= Comhairle na Míre Gaile =

Comhairle na Míre Gaile (Council for the Recognition of Deeds of Bravery) is a council established by the Government of Ireland to recognise acts of bravery which attempt to save life. It has awarded medals and certificates, and may also award financial compensation with the consent of the Minister for Justice. The National Bravery Awards are presented annually at Farmleigh by the Ceann Comhairle, the chair of the council.

==Members==
The council has listed seven members, of whom four constitute a quorum:
- the Ceann Comhairle of Dáil Éireann, the chair of the council
- the Cathaoirleach of Seanad Éireann
- the chairperson of the Central Council of the Irish Red Cross
- the Lord Mayor of Dublin
- the Lord Mayor of Cork
- the chairperson of the Association of County and City Councils (formerly called the General Council of County Councils)
- the commissioner of the Garda Síochána.
The secretary of the council is a civil servant in the Department of Justice.

==History==
Comhairle na Míre Gaile was established by the Deeds of Bravery Act 1947. The concept was introduced on a non-statutory basis in June 1945, when a committee was formed with the same members who would later form Comhairle na Míre Gaile. A supplementary estimate of £250 was authorised for the Minister of Justice to fund the scheme's inaugural year, including the travel expenses of honorees to Áras an Uachtaráin to receive their awards from the President. James Dillon proposed that the Council of State should be the competent body rather than a new committee.

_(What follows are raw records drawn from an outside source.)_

PR #1361, opened 2022-01-13
use more modern type annotations

yagebu:

### DIFF
--- a/.pre-commit-config.yaml
+++ b/.pre-commit-config.yaml
@@ -7,7 +7,9 @@ repos:
       rev: v2.6.0
       hooks:
           - id: reorder-python-imports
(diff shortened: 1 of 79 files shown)


lutorm:
I'm trying to install fava for the frist time and, after pip3-installing it, I get "SyntaxError: future feature annotations is not defined" when I try to run it. This is with python 3.6.8 on a CentOS 8 machine.

yagebu:
Fava has dropped support for Python 3.6 (which has reached its EOL) with version v1.21 (see https://github.com/beancount/fava/blob/67852e3f504758807ce504aa895b132d70172bfb/CHANGES). You'll need a more recent version of Python to run Fava.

Originally the President was to present the highest award, the Gold Medal; other awards were presented by the local district court judge, or the mayor if the deed was in a city or borough. In recent years, all awards are presented in an annual ceremony by the Ceann Comhairle. The first Gold Medal was presented in 1956. Nine more were presented between 1992 and 2010.

==Awards==
Acts of bravery are eligible for recognition if committed in Ireland or on an Irish-registered ship. Defence Forces personnel are not eligible for acts performed while on active service; however the Defence Forces have their own medals and awards, beginning with the medal issued to participants in the Easter Rising in 1941, on its 25th anniversary. Gardaí are eligible for Comhairle awards, although the Scott Medal is the Garda Síochána's own highest award for valour. The Royal National Lifeboat Institution (RNLI) reached an agreement with the state in 1948 whereby Comhairle na Míre Gaile would not make awards to RNLI personnel and the RNLI would not make awards to others for deeds which had already been recognised by Comhairle na Míre Gaile.

The medal may be awarded in gold, silver or bronze, with ribbons respectively coloured green, red, or blue, in each case with two white stripes. The medal was designed by Richard King after an open competition. From 1945 to September 2010, the council awarded 10 gold, 68 silver, and 261 bronze medals; 1,468 certificates; and nine letters of commendation.